Saved data entries

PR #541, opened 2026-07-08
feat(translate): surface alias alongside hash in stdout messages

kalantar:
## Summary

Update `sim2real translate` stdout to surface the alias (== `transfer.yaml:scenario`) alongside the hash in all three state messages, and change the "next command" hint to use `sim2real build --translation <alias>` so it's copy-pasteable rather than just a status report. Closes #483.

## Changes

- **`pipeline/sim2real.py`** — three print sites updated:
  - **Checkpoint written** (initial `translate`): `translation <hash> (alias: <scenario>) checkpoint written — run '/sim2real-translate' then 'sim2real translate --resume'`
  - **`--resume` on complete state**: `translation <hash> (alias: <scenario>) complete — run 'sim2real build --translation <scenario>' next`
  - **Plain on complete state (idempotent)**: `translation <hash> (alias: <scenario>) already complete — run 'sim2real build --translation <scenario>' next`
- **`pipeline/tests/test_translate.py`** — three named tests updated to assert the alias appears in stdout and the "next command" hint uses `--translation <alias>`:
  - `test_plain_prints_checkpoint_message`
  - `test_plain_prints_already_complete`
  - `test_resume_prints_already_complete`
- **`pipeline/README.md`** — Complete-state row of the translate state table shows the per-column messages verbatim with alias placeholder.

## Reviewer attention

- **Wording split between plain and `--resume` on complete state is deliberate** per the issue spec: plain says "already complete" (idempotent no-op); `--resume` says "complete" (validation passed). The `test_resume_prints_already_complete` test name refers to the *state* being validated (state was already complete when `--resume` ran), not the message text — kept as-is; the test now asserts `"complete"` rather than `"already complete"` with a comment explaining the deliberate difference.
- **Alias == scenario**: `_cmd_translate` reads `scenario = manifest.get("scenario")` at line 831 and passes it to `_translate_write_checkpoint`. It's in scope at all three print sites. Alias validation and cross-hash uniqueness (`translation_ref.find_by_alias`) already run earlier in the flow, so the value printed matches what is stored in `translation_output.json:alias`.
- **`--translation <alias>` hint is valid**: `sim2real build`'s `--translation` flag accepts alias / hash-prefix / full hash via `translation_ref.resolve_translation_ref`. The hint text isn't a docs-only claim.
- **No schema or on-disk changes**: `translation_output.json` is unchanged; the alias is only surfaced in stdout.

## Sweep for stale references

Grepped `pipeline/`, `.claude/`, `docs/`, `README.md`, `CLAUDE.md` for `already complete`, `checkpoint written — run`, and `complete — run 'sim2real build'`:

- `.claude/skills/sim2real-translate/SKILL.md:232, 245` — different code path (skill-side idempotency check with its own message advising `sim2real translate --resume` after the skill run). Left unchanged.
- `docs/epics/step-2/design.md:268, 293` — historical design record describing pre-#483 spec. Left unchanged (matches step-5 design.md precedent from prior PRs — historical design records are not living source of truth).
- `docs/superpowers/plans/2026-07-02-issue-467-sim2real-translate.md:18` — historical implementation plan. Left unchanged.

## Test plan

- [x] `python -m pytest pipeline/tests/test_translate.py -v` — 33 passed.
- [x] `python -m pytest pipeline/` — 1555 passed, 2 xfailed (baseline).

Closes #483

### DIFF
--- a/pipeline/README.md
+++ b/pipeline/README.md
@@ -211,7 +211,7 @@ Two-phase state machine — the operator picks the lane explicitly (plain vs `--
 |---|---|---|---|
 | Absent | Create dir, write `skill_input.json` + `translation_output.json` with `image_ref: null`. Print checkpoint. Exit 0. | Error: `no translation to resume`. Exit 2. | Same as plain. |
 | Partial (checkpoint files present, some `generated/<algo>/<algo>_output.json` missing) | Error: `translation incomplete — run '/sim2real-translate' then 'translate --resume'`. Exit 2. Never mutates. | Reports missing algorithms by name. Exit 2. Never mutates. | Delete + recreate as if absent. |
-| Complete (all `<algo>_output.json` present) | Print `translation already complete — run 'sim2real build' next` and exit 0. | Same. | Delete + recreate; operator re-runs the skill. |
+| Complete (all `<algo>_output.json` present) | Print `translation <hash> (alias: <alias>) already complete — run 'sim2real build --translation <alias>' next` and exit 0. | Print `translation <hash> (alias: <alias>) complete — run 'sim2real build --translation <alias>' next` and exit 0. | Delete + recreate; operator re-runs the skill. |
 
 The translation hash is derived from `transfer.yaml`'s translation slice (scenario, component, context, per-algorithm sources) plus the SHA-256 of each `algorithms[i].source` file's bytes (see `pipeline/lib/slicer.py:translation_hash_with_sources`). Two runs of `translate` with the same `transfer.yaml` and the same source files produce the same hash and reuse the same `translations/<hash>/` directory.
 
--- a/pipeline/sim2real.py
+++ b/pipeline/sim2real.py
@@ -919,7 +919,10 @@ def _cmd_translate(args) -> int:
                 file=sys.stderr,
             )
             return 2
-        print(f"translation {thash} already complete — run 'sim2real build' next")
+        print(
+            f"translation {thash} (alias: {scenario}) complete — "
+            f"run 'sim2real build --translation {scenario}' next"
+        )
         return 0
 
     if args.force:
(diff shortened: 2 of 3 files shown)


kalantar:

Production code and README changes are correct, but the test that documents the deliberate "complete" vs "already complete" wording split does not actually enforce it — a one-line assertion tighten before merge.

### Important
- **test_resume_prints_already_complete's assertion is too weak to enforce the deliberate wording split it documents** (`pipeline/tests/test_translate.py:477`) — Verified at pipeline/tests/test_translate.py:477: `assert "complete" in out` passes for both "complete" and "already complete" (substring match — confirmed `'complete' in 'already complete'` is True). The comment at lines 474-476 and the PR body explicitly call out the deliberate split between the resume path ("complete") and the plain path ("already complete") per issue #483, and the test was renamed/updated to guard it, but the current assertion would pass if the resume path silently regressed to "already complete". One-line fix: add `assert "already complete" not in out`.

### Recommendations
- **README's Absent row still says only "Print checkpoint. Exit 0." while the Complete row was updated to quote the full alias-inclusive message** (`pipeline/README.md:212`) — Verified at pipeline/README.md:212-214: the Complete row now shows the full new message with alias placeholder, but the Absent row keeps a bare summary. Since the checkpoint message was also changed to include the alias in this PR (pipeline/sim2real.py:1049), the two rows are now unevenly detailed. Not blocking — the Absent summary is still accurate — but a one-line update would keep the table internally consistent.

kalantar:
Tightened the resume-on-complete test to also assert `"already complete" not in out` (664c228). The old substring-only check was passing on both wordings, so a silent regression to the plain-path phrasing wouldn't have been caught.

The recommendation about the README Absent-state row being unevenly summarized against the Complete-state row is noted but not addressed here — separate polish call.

- Exercise description
Write each line above out exactly.

- Final answer
PR #541, opened 2026-07-08
feat(translate): surface alias alongside hash in stdout messages

kalantar:
## Summary

Update `sim2real translate` stdout to surface the alias (== `transfer.yaml:scenario`) alongside the hash in all three state messages, and change the "next command" hint to use `sim2real build --translation <alias>` so it's copy-pasteable rather than just a status report. Closes #483.

## Changes

- **`pipeline/sim2real.py`** — three print sites updated:
  - **Checkpoint written** (initial `translate`): `translation <hash> (alias: <scenario>) checkpoint written — run '/sim2real-translate' then 'sim2real translate --resume'`
  - **`--resume` on complete state**: `translation <hash> (alias: <scenario>) complete — run 'sim2real build --translation <scenario>' next`
  - **Plain on complete state (idempotent)**: `translation <hash> (alias: <scenario>) already complete — run 'sim2real build --translation <scenario>' next`
- **`pipeline/tests/test_translate.py`** — three named tests updated to assert the alias appears in stdout and the "next command" hint uses `--translation <alias>`:
  - `test_plain_prints_checkpoint_message`
  - `test_plain_prints_already_complete`
  - `test_resume_prints_already_complete`
- **`pipeline/README.md`** — Complete-state row of the translate state table shows the per-column messages verbatim with alias placeholder.

## Reviewer attention

- **Wording split between plain and `--resume` on complete state is deliberate** per the issue spec: plain says "already complete" (idempotent no-op); `--resume` says "complete" (validation passed). The `test_resume_prints_already_complete` test name refers to the *state* being validated (state was already complete when `--resume` ran), not the message text — kept as-is; the test now asserts `"complete"` rather than `"already complete"` with a comment explaining the deliberate difference.
- **Alias == scenario**: `_cmd_translate` reads `scenario = manifest.get("scenario")` at line 831 and passes it to `_translate_write_checkpoint`. It's in scope at all three print sites. Alias validation and cross-hash uniqueness (`translation_ref.find_by_alias`) already run earlier in the flow, so the value printed matches what is stored in `translation_output.json:alias`.
- **`--translation <alias>` hint is valid**: `sim2real build`'s `--translation` flag accepts alias / hash-prefix / full hash via `translation_ref.resolve_translation_ref`. The hint text isn't a docs-only claim.
- **No schema or on-disk changes**: `translation_output.json` is unchanged; the alias is only surfaced in stdout.

## Sweep for stale references

Grepped `pipeline/`, `.claude/`, `docs/`, `README.md`, `CLAUDE.md` for `already complete`, `checkpoint written — run`, and `complete — run 'sim2real build'`:

- `.claude/skills/sim2real-translate/SKILL.md:232, 245` — different code path (skill-side idempotency check with its own message advising `sim2real translate --resume` after the skill run). Left unchanged.
- `docs/epics/step-2/design.md:268, 293` — historical design record describing pre-#483 spec. Left unchanged (matches step-5 design.md precedent from prior PRs — historical design records are not living source of truth).
- `docs/superpowers/plans/2026-07-02-issue-467-sim2real-translate.md:18` — historical implementation plan. Left unchanged.

## Test plan

- [x] `python -m pytest pipeline/tests/test_translate.py -v` — 33 passed.
- [x] `python -m pytest pipeline/` — 1555 passed, 2 xfailed (baseline).

Closes #483

### DIFF
--- a/pipeline/README.md
+++ b/pipeline/README.md
@@ -211,7 +211,7 @@ Two-phase state machine — the operator picks the lane explicitly (plain vs `--
 |---|---|---|---|
 | Absent | Create dir, write `skill_input.json` + `translation_output.json` with `image_ref: null`. Print checkpoint. Exit 0. | Error: `no translation to resume`. Exit 2. | Same as plain. |
 | Partial (checkpoint files present, some `generated/<algo>/<algo>_output.json` missing) | Error: `translation incomplete — run '/sim2real-translate' then 'translate --resume'`. Exit 2. Never mutates. | Reports missing algorithms by name. Exit 2. Never mutates. | Delete + recreate as if absent. |
-| Complete (all `<algo>_output.json` present) | Print `translation already complete — run 'sim2real build' next` and exit 0. | Same. | Delete + recreate; operator re-runs the skill. |
+| Complete (all `<algo>_output.json` present) | Print `translation <hash> (alias: <alias>) already complete — run 'sim2real build --translation <alias>' next` and exit 0. | Print `translation <hash> (alias: <alias>) complete — run 'sim2real build --translation <alias>' next` and exit 0. | Delete + recreate; operator re-runs the skill. |
 
 The translation hash is derived from `transfer.yaml`'s translation slice (scenario, component, context, per-algorithm sources) plus the SHA-256 of each `algorithms[i].source` file's bytes (see `pipeline/lib/slicer.py:translation_hash_with_sources`). Two runs of `translate` with the same `transfer.yaml` and the same source files produce the same hash and reuse the same `translations/<hash>/` directory.
 
--- a/pipeline/sim2real.py
+++ b/pipeline/sim2real.py
@@ -919,7 +919,10 @@ def _cmd_translate(args) -> int:
                 file=sys.stderr,
             )
             return 2
-        print(f"translation {thash} already complete — run 'sim2real build' next")
+        print(
+            f"translation {thash} (alias: {scenario}) complete — "
+            f"run 'sim2real build --translation {scenario}' next"
+        )
         return 0
 
     if args.force:
(diff shortened: 2 of 3 files shown)


kalantar:

Production code and README changes are correct, but the test that documents the deliberate "complete" vs "already complete" wording split does not actually enforce it — a one-line assertion tighten before merge.

### Important
- **test_resume_prints_already_complete's assertion is too weak to enforce the deliberate wording split it documents** (`pipeline/tests/test_translate.py:477`) — Verified at pipeline/tests/test_translate.py:477: `assert "complete" in out` passes for both "complete" and "already complete" (substring match — confirmed `'complete' in 'already complete'` is True). The comment at lines 474-476 and the PR body explicitly call out the deliberate split between the resume path ("complete") and the plain path ("already complete") per issue #483, and the test was renamed/updated to guard it, but the current assertion would pass if the resume path silently regressed to "already complete". One-line fix: add `assert "already complete" not in out`.

### Recommendations
- **README's Absent row still says only "Print checkpoint. Exit 0." while the Complete row was updated to quote the full alias-inclusive message** (`pipeline/README.md:212`) — Verified at pipeline/README.md:212-214: the Complete row now shows the full new message with alias placeholder, but the Absent row keeps a bare summary. Since the checkpoint message was also changed to include the alias in this PR (pipeline/sim2real.py:1049), the two rows are now unevenly detailed. Not blocking — the Absent summary is still accurate — but a one-line update would keep the table internally consistent.

kalantar:
Tightened the resume-on-complete test to also assert `"already complete" not in out` (664c228). The old substring-only check was passing on both wordings, so a silent regression to the plain-path phrasing wouldn't have been caught.

The recommendation about the README Absent-state row being unevenly summarized against the Complete-state row is noted but not addressed here — separate polish call.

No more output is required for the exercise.